Although I cherish the beauty and the history of Israel, what made this trip special was watching my family. There was much I couldn't see because of wheelchair access, intense heat, but because I sat back, I was able to see things the others were not. For example, we visited an ancient synagogue in what looked like a working-class Arab neighborhood. I sat on the bus with Sam and Pat as they quickly got bored with the synagogue and returned. In a few minutes a young boy about 10 years old came up to the bus and asked Sam his name. He said his name was Sultan (pronounced Sool tan) and said to Sam "play football" which is soccer in most of the world? Sam said no, but he would try. Sultan hollered something I couldn't understand to a friend or relative in an apartment building, but one of the words was football. In a few minutes and older boy and a few girls appeared and there was my grandson playing soccer in the parking lot with a few Arab kids. I was moved to tears as I was reminded how much our children have to teach us.
Sam at the wall:
as many of you know, Sam is on the autism spectrum and has his own way of looking at the world. Some of his observations are pristine and remarkable, some are just damn cute and some are a combination of both.

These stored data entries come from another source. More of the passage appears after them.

PR #2875, opened 2025-07-07
update custom token url

smk762:
After some reports of the "custom token import" failing, I did a check of valid urls to confirm our code was correct. 
The only change was for bsc, and I set some others to null where I was unable to get a valid url from known contracts on a network and a variety of "platform" values (e.g. ftm, fantom, ftm20 etc). 

When building this locally to test, I was still unable to import tokens, despite using the contract in the url comments in this PR, so there appears to be a deeper issue, or perhaps this is dead code, and the logic needing a change is in the Flutter DeFi SDK repo. 

image

This error message may be improved to say "No token info found for contract in CoinGecko API", and a log in the console with full url for further debugging.

Curiously, while testing my PR, I was unable to find the expected coingecko api url in either the console or network tabs or my browser.

@CharlVS @takenagain @TazzyMeister I invite you to further investigate and offer a solution.

### DIFF
--- a/lib/bloc/custom_token_import/data/custom_token_import_repository.dart
+++ b/lib/bloc/custom_token_import/data/custom_token_import_repository.dart
@@ -143,7 +143,7 @@ class KdfCustomTokenImportRepository implements ICustomTokenImportRepository {
       final data = jsonDecode(response.body);
       return data;
     } catch (e) {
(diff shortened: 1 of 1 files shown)


CharlVS (approved):
Image
TYSM

@takenagain, please take care of SMK's suggested investigations before the next release.

PR #2934, opened 2025-07-15
fix(ui): position logout dropdown

CharlVS:
## Summary
- recalc dropdown offset when opening so 'Log out' is positioned below the button

## Testing
- `flutter analyze`

------
https://chatgpt.com/codex/tasks/task_e_68768138e74883269c99ed5f09708603


smk762:
btw - a similar displacement of dropdown can occur with the protocol filter in the "add assets" view.

PR #2949, opened 2025-07-17
feat(settings): persist hide zero balance assets

CharlVS:
## Summary
- store the hide zero balance assets toggle in stored settings
- expose the setting in state and bloc events
- update wallet to use the persisted value

## Testing
- `flutter analyze`

------
https://chatgpt.com/codex/tasks/task_e_68792bd9c88883268186b34ef8e1294a


smk762:
- confirmed toggle is functioning as expected
- confirmed list updates as coins with balance are activated (no toggle cycling required)
- confirmed selection persists for same wallet on logout/login.

The selection also persists when I import a second wallet and log in to it, so it appears that the persistence is global, not login specific. Would it be possible to do login based rather than global persistence? If required changes are large, we can delegate this to an issue for future enhancement (e.g. a wallet level toggle persistence system for all in app toggles).

CharlVS:
> Latest commit does not appear to limit toggle state changes to the logged in wallet only. Changes to one login, appear to persist after logout and login with a different wallet.
> 
> This can be moved to issue and approval granted as it is not a blocker and should not delay release.

Thanks. Please do. I will revert the last changes since it may need deeper consideration to get it working smoothly.

PR #2971, opened 2025-07-22
Ride if mounted, die if not

smk762:
An error was sighted in logs:

```
[ERROR:flutter/runtime/dart_vm_initializer.cc(40)] Unhandled Exception: Null check operator used on a null value
#0      State.context (package:flutter/src/widgets/framework.dart:959)
#1      _ConnectWalletButtonState._createPopupDispatcher.<anonymous closure> (package:web_dex/shared/widgets/connect_wallet/connect_wallet_button.dart:113)
#2      _IguanaWalletsManagerState._onLogIn (package:web_dex/views/wallets_manager/widgets/iguana_wallets_manager.dart:318)
#3      _IguanaWalletsManagerState.build.<anonymous closure> (package:web_dex/views/wallets_manager/widgets/iguana_wallets_manager.dart:67)
#4      _BlocListenerBaseState._subscribe.<anonymous closure> (package:flutter_bloc/src/bloc_listener.dart:216)
#5      _rootRunUnary (dart:async/zone.dart:1538)
#6      _CustomZone.runUnary (dart:async/zone.dart:1429)
#7      _CustomZone.runUnaryGuarded (dart:async/zone.dart:1329)
#8      _BufferingStreamSubscription._sendData (dart:async/stream_impl.dart:381)
#9      _DelayedData.perform (dart:async/stream_impl.dart:573)
#10     _PendingEvents.handleNext (dart:async/stream_impl.dart:678)
#11     _PendingEvents.schedule.<anonymous closure> (dart:async/stream_impl.dart:649)
#12     _rootRun (dart:async/zone.dart:1517)
#13     _CustomZone.run (dart:async/zone.dart:1422)
#14     _CustomZone.runGuarded (dart:async/zone.dart:1321)
#15     _CustomZone.bindCallbackGuarded.<anonymous closure> (dart:async/zone.dart:1362)
#16     _rootRun (dart:async/zone.dart:1525)
#17     _CustomZone.run (dart:async/zone.dart:1422)
#18     _CustomZone.runGuarded (dart:async/zone.dart:1321)
#19     _CustomZone.bindCallbackGuarded.<anonymous closure> (dart:async/zone.dart:1362)
#20     _microtaskLoop (dart:async/schedule_microtask.dart:40)
#21     _startMicrotaskLoop (dart:async/schedule_microtask.dart:49)
```

An agent was consulted:

image

A PR was submitted, and peace was restored.

### DIFF
--- a/lib/shared/widgets/connect_wallet/connect_wallet_button.dart
+++ b/lib/shared/widgets/connect_wallet/connect_wallet_button.dart
@@ -97,8 +97,6 @@ class _ConnectWalletButtonState extends State<ConnectWalletButton> {
   }
 
   PopupDispatcher _createPopupDispatcher() {
-    final TakerBloc takerBloc = context.read<TakerBloc>();
-    final BridgeBloc bridgeBloc = context.read<BridgeBloc>();
 
     return PopupDispatcher(
       borderColor: theme.custom.specificButtonBorderColor,
@@ -108,6 +106,10 @@ class _ConnectWalletButtonState extends State<ConnectWalletButton> {
       popupContent: WalletsManagerWrapper(
         eventType: widget.eventType,
         onSuccess: (_) async {
+          if (!mounted) return;
+
+          final TakerBloc takerBloc = context.read<TakerBloc>();
+          final BridgeBloc bridgeBloc = context.read<BridgeBloc>();
           takerBloc.add(TakerReInit());
           bridgeBloc.add(const BridgeReInit());
           await reInitTradingForms(context);


CharlVS (changes requested):
@smk762 An alternative approach which would solve the root cause would be to store a reference to the blocs before calling `_createPopupDispatcher` since. If we sometimes skip events that need to be fired, we'll sometimes get wonky state. 

Furthermore, instead of having to pass 3 bloc references, it may be cleaner to use a callback function with those pre-async bloc references. Though be careful to avoid falling into "callback hell" where callbacks go multiple layers deep. In that case, it suggests that there's too much logic in the UI and that it should instead be shifted to using bloc events. The UI should contain little/no business logic (we've made great progress, but we're still repaying tech debt on this).

I've attached the three files that require changes. I'd suggest giving the suggestions a shot and then comparing them against the solution I've provided if you have time.

[dex_helpers.dart.txt](https://github.com/user-attachments/files/21365096/dex_helpers.dart.txt)

[connect_wallet_button.dart.txt](https://github.com/user-attachments/files/21365098/connect_wallet_button.dart.txt)

[wallet_main.dart.txt](https://github.com/user-attachments/files/21365099/wallet_main.dart.txt)

**Please test if the changes have any adverse effects to the dex forms. If the code has always thrown an error then fixing it now may actually be detrimental.**

smk762:
Thanks - I collected a few of these during logs review, though some were when exiting a session, which would explain the behavior. I'll circle back to this after the current UX sprint so I can give it proper time and focus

The next day we visited the old city in Jerusalem. This is the most precious and holy site of the three Abrahamic religions and at the same time, a bustling small metropolis that looks as though it's been unchanged in 2000 years. Debbie was careful to explain to Sam the meaning of the Western Wall as one of the holiest places in the world. When the time came, I was unable to go as the cobblestones made it almost impossible for me to pass. Our rabbi, Barry Schwartz already had been building a relationship with Sam so he volunteered to take him to the wall where both of them prayed.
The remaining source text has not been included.